Set your engine at TDC (top dead center) on the compression stroke so both valves are closed. You need to look up the valve lash specs from Kohler. To set the lash you use a feeler gage and set the distance between the valve stem and rocker arm to its proper lash by loosening the rocker arm.


----------



## buzzer12 (Jun 29, 2007)

where do i put the gauge ?


----------



## scrench (Dec 8, 2004)

these valves are not adjustable , also you should run 10-30 in it (hydraulic lifters) depending on the ammount of vapor you are seeing , some is going to be normal , could be a few things causing it , what plugs are in it should have rc12yc (champion plug) # , could be choke setting make sure the choke is opening all the way up , plug gap double check it , is it just vapor ? or does it look like old faithfull , does it just do it when you throw the throttle to wide open , or does it do it when the engine is running at full throttle , some mist is going to be there when it is running , did anyone work on the carburetor (might have put the wrong venturi in it ) rpm can also have an effect on it .90 sounds ok on the compression , has compression relief on the cam) also if it has not ran much might need to give the rings time to seat , did you have it bored , or hone it ,


----------



## 30yearTech (Sep 14, 2006)

Buzzer12, I have a service manual for this engine in "PDF" format, pm me if you would like a copy and I will email it to you


----------



## justin3 (Apr 10, 2007)

Sorry for misleading you buzzer, I forgot Kohler's Hydraulic lifters are no adjustable.
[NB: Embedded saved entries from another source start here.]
PR #1643, opened 2020-05-07
Add property and fix for markCharsRedAtIndices

Anviking:
# Issue Number

#1603 

# Overview

- [x] Add property for and fix questionable behaviour of `markCharsRedAtIndices`

# Comments

- Step by step property failures in  72d5bb9
- Don't think the problems affected the error rendering (or at least not commonly), or I'd noticed yesterday.
- Should still have a another calm look at this to be safe 😬

### DIFF
--- a/lib/cli/cardano-wallet-cli.cabal
+++ b/lib/cli/cardano-wallet-cli.cabal
@@ -76,6 +76,7 @@ test-suite unit
     , cardano-wallet-cli
     , cardano-wallet-core
     , cardano-wallet-launcher
+    , containers
     , filepath
     , hspec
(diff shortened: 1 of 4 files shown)


Anviking:
bors try

rvl (approved):
The little functions are usually the tricky ones. :-)

For the property, can I suggest that it be "all the red characters correspond to errors"? So scan through the error string and get all the characters that would appear red in a terminal. Assert that this is equal to the characters of the error indices (sorted).

KtorZ:
merging manually until we figure out how to fix Hydra.

PR #1645, opened 2020-05-08
Import legacy Byron addresses

KtorZ:
# Issue Number

ADP-292

# Overview

- f71d8a890417cc0d029dbebba43337a3951d979b
  :round_pushpin: **add 'putRandomAddress' to the swagger specifications and API servant definition**
  
- db29babc7fdeff92133a48ed40196b04aa81affe
  :round_pushpin: **write dummy server implementation for 'putRandomAddress' and fill the gap in various APIs**
  
- 46aa7c5c14dfa0a8865eda0fab7575805f4c6309
  :round_pushpin: **add integration tests for byron address restoration**
  
- 3f255e77a21b5ea4d2635a6378fa020531be1860
  :round_pushpin: **implement server and application handlers for importing an address**
  
- f7ba8fb485946175ca85775e675c7989c0eafed8
  :round_pushpin: **add command for 'address import' mapping to the newly introduced endpoint**
  
- 2ae81f6049425cdfa8892cd6c0ada71306cc2f62
  :round_pushpin: **add some integration tests scenario for 'address import'**

- 73294aeb92297b890e0a67d9848dbdaf7c359fae
  :round_pushpin: **fix non-atomic checkpoint modification in {import,create}RandomAddress**
    This is subtle but, everytime we are tempted to write:

  ```hs
  cp <- atomically $ readCheckpoint wid
  {- Do some stuff... -}
  atomically $ putCheckpoint wid cp'
  ```

  we should in reality really go for:

  ```hs
  atomically $ do
    cp <- readCheckpoint wid
    {- Do some stuff... -}
    putCheckpoint wid cp'
  ```

  because there's no guarantee that the checkpoint hasn't already
  changed between the moment we fetched it, and the moment we insert a
  modification. This could have disastreous effects like actually
  updating a checkpoint in the past while a new one has already been
  created with now oudated data; or worse, in the case of EBB, it'll
  simply override the newly written checkpoint and makes the database
  silently roll back of exactly 1 block!

# Comments

Screenshot from 2020-05-08 18-05-25

```
$ cardano-wallet-byron address import --help
Usage: cardano-wallet-byron address import [--port INT] WALLET_ID ADDRESS
  Import a random address generated elsewhere. Only available for random
  wallets. The address must belong to the target wallet.

Available options:
  --port INT               port used for serving the wallet API. (default: 8090)
```

### DIFF
--- a/specifications/api/swagger.yaml
+++ b/specifications/api/swagger.yaml
@@ -1144,6 +1144,15 @@ x-parametersStakePoolId: &parametersStakePoolId
     maxLength: 64
     minLength: 64
 
+x-parametersAddressId:  &parametersAddressId
+  in: path
+  name: addressId
+  required: true
+  schema:
+    type: string
+    format: base58
+    example: DdzFFzCqrhtCNjPk5Lei7E1FxnoqMoAYtJ8VjAWbFmDb614nNBWBwv3kt6QHJa59cGezzf6piMWsbK7sWRB5sv325QqWdRuusMqqLdMt
+
 x-parametersStartDate: &parametersStartDate
   in: query
   name: start
@@ -1597,6 +1606,13 @@ x-responsesPostRandomAddress: &responsesPostRandomAddress
       application/json:
         schema: *ApiAddress
 
+x-responsesPutRandomAddress: &responsesPutRandomAddress
+  <<: *responsesErr400
+  <<: *responsesErr403
+  <<: *responsesErr405
+  204:
+    description: No Content
+
 #############################################################################
 #                                                                           #
 #                                  PATHS                                    #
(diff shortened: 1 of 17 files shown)


disassembler (approved):

KtorZ:
bors try

specifications/api/swagger.yaml
```diff
@@ -2031,6 +2047,22 @@ paths:
               schema: *ApiPostRandomAddressData
         responses: *responsesPostRandomAddress
 
+  /byron-wallets/{walletId}/addresses/{addressId}:
+      put:
```
rvl, line 2051: Don't the REST dogmas say that PUT is for updating and POST is for creating?

rvl (approved):
Looks good.

specifications/api/swagger.yaml
KtorZ: Not necessarily. `PUT` is for pushing an already created resource  assuming that a client does have the ability to create such resource entirely. This is the case here where the address pre-exists to the call, and is therefore pushed to the server. 

`POST` would be for creating a resource from partial data, or from a "constructor". There are resources where this is not possible to do differently, like the wallet. We can't possibly allow a client to "put" its own balance or sync progress, hence the POST.

KtorZ: Then, for choosing between `PUT` and `PATCH`, it's more of a matter of perspective. We are not using `PATCH` much in the API where it would be legitimate IMO (like when updating the passphrase of metadata, i.e. when doing a partial update of a resource). Yet, we've stick to `PUT` here because people tend to be somewhat confused by the `PATCH` method. And, from the perspective of a sub-resource, a `PUT` is still acceptable for partially replacing an entity. But this is why we write:

```
PUT /wallets/{walletId}/passphrase
```

and not:

```
PUT /wallets/{walletId}

{ "passphrase:" ... }
```

KtorZ:
waiting for Hydra again takes ages :(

I was thinking of Briggs and Tecumseh engines.


----------



## 30yearTech (Sep 14, 2006)

justin3 said:


> Sorry for misleading you buzzer, I forgot Kohler's Hydraulic lifters are no adjustable. I was thinking of Briggs and Tecumseh engines.


You are not entirely wrong justin3, as some Kohler engines with hydraulic lifters are in fact adjustable. It just depends upon the specific model and spec as to whether it's set up with zero lash or not. :thumbsup:


----------



## scrench (Dec 8, 2004)

30yearTech said:


> You are not entirely wrong justin3, as some Kohler engines with hydraulic lifters are in fact adjustable. It just depends upon the specific model and spec as to whether it's set up with zero lash or not. :thumbsup:



do you know what hp; they are , i have never seen one , with adjustable hydraulic tappets , thank you .


----------



## 30yearTech (Sep 14, 2006)

scrench said:


> do you know what hp; they are , i have never seen one , with adjustable hydraulic tappets , thank you .


I am not sure how many different models have the adjustable valves, but I have seen them on some of the newer command 15hp single cylinders.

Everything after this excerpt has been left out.